Herodotus Histories IV, xiv- xvi, c.440 BCIn his fifth-century BCE chronicle of the Graeco-Persian Wars, Herodotus describes a challenge that European scholars have faced for two and a half millennia (Drace-Francis, 2013: 1). Since Antiquity, discussions of just what ‘Europe’ is, descriptively and normatively, have not been resolved and consensus has been reached that multiple ‘Europes’ exist. Recent events in Europe, though, suggest that while the boundaries of Europe are, and will forever remain, quite unknown, the boundaries of EUrope are becoming identifiable.
‘Europe’ has long been an unsatisfactory metonymic synecdoche for the post-war European project, in the form of the ECSC, EEA, EC, EEC, and now EU. ‘EUrope’ distinguishes the specific political project, whose boundaries are not merely a question of academic curiosity or policy making but a source of significant discontent, anxiety and violence in contemporary Europe. This book has been drawn together to study the manifold aspects of how EUrope’s multiple boundaries are emerging.
EUrope is changing. Partly in response to internal anxieties over rapid integration and expansion, as witnessed in the Dutch and French rejections of the proposed European Constitution in 2005, and partly in response to external pressures and responses by EU and national governments, namely the Great Recession, austerity and the migration crisis, EUrope’s changes are manifesting. The most visible manifestations have been Brexit; the rise of Euroscepticism and illiberal democracies; the eurozone crisis and economic disparities across the EU; the immigration and asylum crisis; and mounting perceptions of a democratic deficit and a legitimacy crisis of EU institutions. As this book argues, these have not just affected national and EU-level statecraft. They are causing significant shifts in the discourse of Europeanisation, integration and dis-integration of the EUropean project.

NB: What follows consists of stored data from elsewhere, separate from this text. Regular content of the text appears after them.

PR #7431, opened 2021-12-01
TINY-8168: Now fire input events when overriding events

HAFRMO:
Related Ticket:

Description of Changes:
Fire input and beforeinput events

Pre-checks:
* [x] Changelog entry added

Review:
* [x] Milestone set


modules/tinymce/src/core/test/ts/browser/keyboard/SpaceKeyTest.ts
```diff
@@ -16,12 +16,19 @@ describe('browser.tinymce.core.keyboard.SpaceKeyTest', () => {
 
   context('Space key around inline boundary elements', () => {
     it('Press space at beginning of inline boundary inserting nbsp', () => {
+      let inputEvents = 0;
       const editor = hook.editor();
       editor.setContent('<p>a <a href="#">b</a> c</p>');
+      editor.on('beforeinput input', (e) => {
+        // eslint-disable-next-line no-console
+        console.log(e.isComposing);
+        inputEvents++;
```
spocke, line 25: Better to use an array to capture e.type and assert that since this could be firing `input` twice and still work.

modules/tinymce/src/core/main/ts/keyboard/EnterKey.ts
```diff
@@ -10,13 +10,14 @@ import { EditorEvent } from '../api/util/EventDispatcher';
...
 import { endTypingLevelIgnoreLocks } from '../undo/TypingState';
+import { mockInputEvents } from './MockInputEvents';
 
 const handleEnterKeyEvent = (editor: Editor, event: EditorEvent<KeyboardEvent>) => {
   if (event.isDefaultPrevented()) {
     return;
   }
 
-  event.preventDefault();
+  mockInputEvents(editor, { inputType: 'insertParagraph', cancelable: false }, event)();
```
spocke, line 20: This needs to fire insertLineBreak on shift+enter so better to move this to the InsertNewLine module if it has a event being passed in then you can fire different events depending on action. Also should this be default preventable this one is easier to do that on. You could fire before input then check isDefaultPrevented on the event then not do the insert actions and not fire the input events. So if you split up the mockInputEvents into two functions mockBeforeInput and mockInput that sets all properties and then fires the event then you could do this in the backspace/delete case maybe rename them to fireFakeBeforeInput and fireFakeInput since they are mock could mean that they just make a mocked event object not actually triggering the event.
```
...
.each(() => {
  fireFakeInputEvent(editor, { inputType: 'deleteContentBackward' }, evt);
  evt.preventDefault();
})
```
and for the newline/paragraph case something like this it also needs to check if evt is something so not exactly like this more of a proof of concept in the InsertNewLine module:
```
const insert = (editor: Editor, evt?: EditorEvent<KeyboardEvent>) => {
  NewLineAction.getAction(editor, evt).fold(
    () => {
      const evt = fireFakeBeforeInputEvent(editor, { inputType: 'insertLineBreak' }, evt);
      if (!evt.isDefaultPrevented()) {
         InsertBr.insert(editor, evt);
         fireFakeInputEvent(editor, { inputType: 'insertLineBreak' }, evt);
      }
    },
    () => {
      const evt = fireFakeBeforeInputEvent(editor, { inputType: 'insertParagraph' }, evt);
      if (!evt.isDefaultPrevented()) {
        InsertBlock.insert(editor, evt);
        fireFakeInputEvent(editor, { inputType: 'insertParagraph' }, evt);
      }
    },
    Fun.noop
  );
};

```

modules/tinymce/src/core/test/ts/browser/keyboard/SpaceKeyTest.ts
```diff
@@ -32,7 +39,7 @@ describe('browser.tinymce.core.keyboard.SpaceKeyTest', () => {
       editor.nodeChanged();
       TinyContentActions.keystroke(editor, Keys.space());
       TinyAssertions.assertSelection(editor, [ 0, 1, 0 ], 2, [ 0, 1, 0 ], 2);
-      TinyAssertions.assertContent(editor, '<p>a <a href="#">b&nbsp;</a> c</p>');
+      TinyAssertions.assertContent(editor, '<p>a <a href="#">b </a> c</p>');
```
lnewson, line 42: This change is not correct and something you've done has introduced a regression/bug as this should not have changed.

modules/tinymce/src/core/test/ts/browser/keyboard/SpaceKeyTest.ts
```diff
@@ -16,12 +16,19 @@ describe('browser.tinymce.core.keyboard.SpaceKeyTest', () => {
 
   context('Space key around inline boundary elements', () => {
     it('Press space at beginning of inline boundary inserting nbsp', () => {
+      let inputEvents = 0;
       const editor = hook.editor();
       editor.setContent('<p>a <a href="#">b</a> c</p>');
+      editor.on('beforeinput input', (e) => {
+        // eslint-disable-next-line no-console
+        console.log(e.isComposing);
```
lnewson, line 24: No console logs please

modules/tinymce/src/core/test/ts/browser/keyboard/SpaceKeyTest.ts
```diff
@@ -16,12 +16,19 @@ describe('browser.tinymce.core.keyboard.SpaceKeyTest', () => {
...
+        inputEvents++;
+      });
       TinySelections.setCursor(editor, [ 0, 1, 0 ], 0);
       editor.nodeChanged();
       TinyContentActions.keystroke(editor, Keys.space());
       TinyAssertions.assertSelection(editor, [ 0, 1, 0 ], 1, [ 0, 1, 0 ], 1);
+      assert.eq(2, inputEvents, 'Events not fired as expected');
```
lnewson, line 31: This doesn't test anything meaningful... as it doesn't test the order nor that you actually got a beforeinput and an  input. You could have ended up getting 2 beforeinput events instead, so please improve this to make sure events are firing in the correct order.

modules/tinymce/src/core/main/ts/keyboard/EnterKey.ts
lnewson, line 20: This is incorrect in some cases, as this can insert either a new paragraph or a line break. So this will need to be `insertLineBreak` or `insertParagraph` depending on what `InsertNewLine.insert` does.

modules/tinymce/src/core/test/ts/browser/keyboard/SpaceKeyTest.ts
spocke, line 24: Is it important to have this console log here?

spocke (changes requested):
This also needs more tests fore the backspace / delete case and the insert newline and insert paragraph case.

lnewson (changes requested):
This was a good attempt but I'm afraid it's not something we can merge in it's current form. The problem is that we need the events to follow the same event order as the browser would. That means that it needs to be something like this:

1. keydown
2. keypress (may or may not fire depending on the key pressed and is also deprecated)
3. beforeinput 
4. (content changed)
5. input
6. keyup

You'll see in your changes `beforeinput` fires after the content has been changed in most cases, but in EnterKeys.ts it actually fires both before the change instead. Another issue is that you have pretty much no tests for this change so please make sure to add some to make sure it works as expected for deleting and enter/space overrides.

modules/tinymce/src/core/main/ts/keyboard/MockInputEvents.ts
```diff
@@ -0,0 +1,52 @@
...
+      srcElement: event.srcElement,
+      metaKey: event.metaKey
+    };
+
+    const beforeSpecific = {
+      ...overrides,
+      cancelable: true,
+    };
+
+    const beforeInput = clone(new window.InputEvent('beforeinput'));
```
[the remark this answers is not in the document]
lnewson: It's because it's a dom-global and the ESlint rules prevent it from being used directly. We can add it to the allowed list which might be a better option here: https://github.com/tinymce/tinymce/blob/7fe5eb819417935aaa468848b03446200aa18a00/modules/tinymce/.eslintrc.json#L10

modules/tinymce/src/core/main/ts/keyboard/DeleteBackspaceKeys.ts
```diff
@@ -43,9 +44,7 @@ const executeKeydownOverride = (editor: Editor, caret: Cell<Text>, evt: Keyboard
     { keyCode: VK.DELETE, action: MatchKeys.action(BlockBoundaryDelete.backspaceDelete, editor, true) },
     { keyCode: VK.BACKSPACE, action: MatchKeys.action(InlineFormatDelete.backspaceDelete, editor, false) },
     { keyCode: VK.DELETE, action: MatchKeys.action(InlineFormatDelete.backspaceDelete, editor, true) }
-  ], evt).each((_) => {
-    evt.preventDefault();
-  });
+  ], evt).each(mockInputEvents(editor, { inputType: 'deleteContentBackward' }, evt));
```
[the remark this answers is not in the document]
lnewson: Yeah `beforeinput` is definitely trickier since it involves a fair bit of refactoring to make it happen before the content changes and to make it preventable. Looking at the Zendesk ticket it does look like `input` was the primary issue so if needed we can most likely look at splitting this into 2 tasks: one for `beforeinput` and one for `input`.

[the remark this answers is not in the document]
HAFRMO: I'll drop the `beforeinput` from this one then, and just make an issue for it to be implemented as well at some point in the future.

modules/tinymce/src/core/test/ts/browser/keyboard/SpaceKeyTest.ts
HAFRMO: Are you sure this is not correct? What's happening with this is that we are triggering inputkeys listener which runs `normalizeNbspsInEditor`. If it isn't correct, do we have a better way than ignoring events with `data: ' '`?

modules/tinymce/src/core/test/ts/browser/keyboard/SpaceKeyTest.ts
HAFRMO: No, that one was a mistake, my bad.

modules/tinymce/src/core/test/ts/browser/keyboard/SpaceKeyTest.ts
lnewson: 100% sure this is incorrect. Take what you've said is the new expected and dump it into a browser. You'll see there's only 1 space after `b` because the browser will collapse adjacent spaces so the original was correct here.

In this case we either have a bug in the `InputKeys` override logic or we don't want the override to run since we've already normalised it. I'm not sure which is the issue so you'll need to investigate that more. If it is the latter, then one way to workaround it would be to add a custom property to the fake events and update the override to ignore the event in that case. We should only do that if we're sure there's not a bug in the overrides though.

modules/tinymce/src/core/main/ts/text/CharType.ts
```diff
@@ -13,7 +13,7 @@ const isNbsp = is(Unicode.nbsp);
 
 const isWhiteSpace = (chr: string) => chr !== '' && ' \f\n\r\t\v'.indexOf(chr) !== -1;
 
-const isContent = (chr: string) => !isWhiteSpace(chr) && !isNbsp(chr);
+const isContent = (chr: string) => !isWhiteSpace(chr) && !isNbsp(chr) && !Unicode.isZwsp(chr);
```
HAFRMO, line 16: I'm not entirely sure this is the correct solution, but it is a solution, and the tests work.
Short of it, there's a ZWSP added to the node which was counted as 'content'. It's removed some time after. The ZWSP may be added by cursor placement.

modules/tinymce/src/core/main/ts/keyboard/EnterKey.ts
```diff
@@ -21,7 +21,11 @@ const handleEnterKeyEvent = (editor: Editor, event: EditorEvent<KeyboardEvent>)
   endTypingLevelIgnoreLocks(editor.undoManager);
   editor.undoManager.transact(() => {
     if (editor.selection.isCollapsed() === false) {
+      // Hacky way to avoid input events to be fired by execCommand idealy we would have our own delete implementation
```
spocke, line 24: Not sure about this change. Delete and range.deleteContents() is not doing the same thing for empty blocks so they are not 1:1 compatible and we don't have our own custom delete logic that works in all cases. So in order to prevent our override to also fire a input event for execCommand it put it into readonly mode that blocks the input events from firing by the event delegation but it feels a bit hacky. But the alternative would be to add some form of flag separate from readonly to only deal with this specific situation to cancel events. This was the best I could come up with.

modules/tinymce/src/core/main/ts/text/CharType.ts
spocke: Yes, that seems correct since zwnbsp are getting trimmed away when getting the content out we should never treat that as content.

modules/tinymce/src/core/main/ts/keyboard/SpaceKey.ts
```diff
@@ -8,14 +8,17 @@
...
 import * as MatchKeys from './MatchKeys';
 
 const executeKeydownOverride = (editor: Editor, evt: KeyboardEvent) => {
   MatchKeys.execute([
     { keyCode: VK.SPACEBAR, action: MatchKeys.action(InsertSpace.insertSpaceOrNbspAtSelection, editor) }
-  ], evt).each((_) => {
+  ], evt).each(() => {
     evt.preventDefault();
+    // Browsers sends space in data even if the dom ends up with a nbsp so we should always be sending a space
+    fireFakeInputEvent(editor, 'insertText', { data: ' ' });
```
metricjs, line 21: Just sanity checking - in DeleteBackspaceKeys we fire the fake event then preventDefault, and here we do the opposite order. That's intended/won't matter?

metricjs (approved):

modules/tinymce/src/core/main/ts/keyboard/SpaceKey.ts
spocke: It doesn't really matter but I tend to want the preventDefault early since if anything goes wrong like it throws an exception or something then the event would still be prevented. I will change that.

modules/tinymce/CHANGELOG.md
```diff
@@ -41,6 +41,7 @@ and this project adheres to [Semantic Versioning](https://semver.org/spec/v2.0.0
 - The `editor.selection.getContent()` API did not respect the `no_events` argument #TINY-8018
 - The `GetContent` event was not fired when getting `tree` or `text` formats using the `editor.selection.getContent()` API #TINY-8018
 - The `table` plugin would sometimes not correctly handle headers in the `tfoot` section #TINY-8104
+- Deleting content would sometimes not fire `beforeinput` and `input` events as expected #TINY-8168
```
lnewson, line 44:
```suggestion
- Deleting content would sometimes not fire `input` events as expected #TINY-8168
```
We moved the `beforeinput` logic to a follow up Jira

modules/tinymce/src/core/main/ts/delete/DeleteUtils.ts
```diff
@@ -9,11 +9,20 @@ import { Optional, Optionals } from '@ephox/katamari';
 import { Compare, PredicateFind, SugarElement } from '@ephox/sugar';
 
 import Editor from '../api/Editor';
+import { EditorEvent } from '../api/PublicApi';
```
lnewson, line 12:
```suggestion
import { EditorEvent } from '../api/util/EventDispatcher';
```
This would have just been something done by an IDE we should be avoiding importing from `PublicApi`. We probably need to setup an ESLint rule for that.

modules/tinymce/src/core/main/ts/keyboard/FakeInputEvents.ts
```diff
@@ -0,0 +1,42 @@
...
+    data: null,
+    isComposing: false,
+    detail: 0,
+    view: null,
+    target,
+    currentTarget: target,
+    eventPhase: Event.AT_TARGET,
+    originalTarget: target,
+    explicitOriginalTarget: target,
+    isTrusted: true,
```
lnewson, line 29: Is this correct? As this won't be a trusted event since it's mocked so if someone tries to do something with it that requires that it'll fail.

modules/tinymce/src/core/test/ts/browser/keyboard/SpaceKeyTest.ts
```diff
@@ -16,12 +16,21 @@ describe('browser.tinymce.core.keyboard.SpaceKeyTest', () => {
 
   context('Space key around inline boundary elements', () => {
     it('Press space at beginning of inline boundary inserting nbsp', () => {
+      const inputEvents: { inputType: string; data: string }[] = [];
```
lnewson, line 19:
```suggestion
      const inputEvents: Array<{ inputType: string; data: string }> = [];
```
Unfortunately there isn't a similar rule to our old TSLint rule here, but complex types should use `Array<>`.

modules/tinymce/src/core/test/ts/browser/keyboard/SpaceKeyTest.ts
```diff
@@ -1,5 +1,5 @@
 import { Keys } from '@ephox/agar';
-import { beforeEach, context, describe, it } from '@ephox/bedrock-client';
+import { assert, beforeEach, context, describe, it } from '@ephox/bedrock-client';
```
lnewson, line 2: This should be using `chai` instead of the legacy/deprecated Bedrock assert function (we should delete this next bedrock major). As a side note, we'll also need to use `deepEqual` below.

- [ ] Use chai assertions

modules/tinymce/src/core/test/ts/browser/keyboard/EnterKeyTest.ts
```diff
@@ -718,31 +727,43 @@ describe('browser.tinymce.core.keyboard.EnterKey', () => {
...
     editor.getBody().innerHTML = '<details><summary>ab</summary></details>';
     LegacyUnit.setSelection(editor, 'summary', 1);
-    pressEnter(editor);
+    pressEnter(editor, false);
     assert.equal(editor.getContent(), '<details><summary>a<br />b</summary></details>');
   });
+
+  it('Enter on expanded range', () => {
+    const editor = hook.editor();
+    const apis = TinyApis(editor);
```
lnewson, line 760: This is deprecated/part of the old pipelines API so we should avoid it.
```suggestion
```

modules/tinymce/src/core/test/ts/browser/keyboard/EnterKeyTest.ts
```diff
@@ -718,31 +727,43 @@ describe('browser.tinymce.core.keyboard.EnterKey', () => {
...
+
+    editor.setContent('<p>abc</p>');
+    apis.setSelection([ 0, 0 ], 1, [ 0, 0 ], 2);
```
lnewson, line 763:
```suggestion
    TinySelections.setSelection(editor, [ 0, 0 ], 1, [ 0, 0 ], 2);
```
This is how the newer BDD APIs are used.

modules/tinymce/src/core/test/ts/browser/keyboard/EnterKeyTest.ts
```diff
@@ -718,31 +727,43 @@ describe('browser.tinymce.core.keyboard.EnterKey', () => {
...
+
+    pressEnter(editor, true);
+    apis.assertContent( '<p>a</p><p>c</p>');
+    apis.assertSelection([ 1, 0 ], 0, [ 1, 0 ], 0);
```
lnewson, line 767:
```suggestion
    TinyAssertions.assertContent(editor,  '<p>a</p><p>c</p>');
    TinyAssertions.assertSelection(editor, [ 1, 0 ], 0, [ 1, 0 ], 0);
```

modules/tinymce/src/core/test/ts/browser/keyboard/SpaceKeyTest.ts
```diff
@@ -16,12 +16,21 @@ describe('browser.tinymce.core.keyboard.SpaceKeyTest', () => {
 
   context('Space key around inline boundary elements', () => {
     it('Press space at beginning of inline boundary inserting nbsp', () => {
+      const inputEvents: { inputType: string; data: string }[] = [];
       const editor = hook.editor();
+      const collect = ({ inputType, data }) => {
```
lnewson, line 21: Types?
```suggestion
      const collect = ({ inputType, data }: InputEvent) => {
```

lnewson (approved):

modules/tinymce/src/core/test/ts/browser/keyboard/EnterKeyTest.ts
```diff
@@ -1,5 +1,5 @@
 import { describe, it } from '@ephox/bedrock-client';
-import { LegacyUnit, TinyHooks } from '@ephox/wrap-mcagar';
+import { LegacyUnit, TinyHooks, TinyApis } from '@ephox/wrap-mcagar';
```
lnewson, line 2:
```suggestion
import { LegacyUnit, TinyAssertions, TinyHooks, TinySelections } from '@ephox/wrap-mcagar';
```
This is to match my other suggestions.

modules/tinymce/src/core/main/ts/keyboard/FakeInputEvents.ts
spocke: I guess it depends on how we view that property but it would make it possible to check for simulated events vs real events. But all events are somewhat simulated since they are cloned and dispatched though a event delegator. So then we should switch this to false for all events.

lnewson: Point... I guess leave it as is then :+1:

modules/tinymce/CHANGELOG.md
spocke: Right I thought that had been updated as well I should have double checked that.

modules/tinymce/src/core/test/ts/browser/keyboard/SpaceKeyTest.ts
spocke: Right, I knew about this one. Been out of the TS code so long that I forgot about that rule. :)

modules/tinymce/src/core/main/ts/delete/DeleteUtils.ts
spocke: I fixed this one and I also found one in page up/down that should also be the internal module.

modules/tinymce/src/core/test/ts/browser/keyboard/EnterKeyTest.ts
spocke: Nice, didn't know about these ones good to know for future PRs.

lnewson: For what it's worth or if it's helpful, https://github.com/tinymce/tinymce/blob/develop/modules/mcagar/docs/bdd.md has the details on the new BDD APIs :shrug:

lnewson:
Heads up we've merged this into a feature branch as we're concerned about this being released without the `beforeinput` changes as well. @metricjs is going to bring it up for further discussion at the next sync-up.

Theories of de-Europeanisation have been understudied. In 2014 Hans Vollaard questioned whether the EU’s own processes of integration are driving support for dis-integration, even predicting that the British would leave the EU – but not fully, due to an unclear exit process and the complexity of withdrawal. For Vollaard, a British exit might compel partial exits by other member states.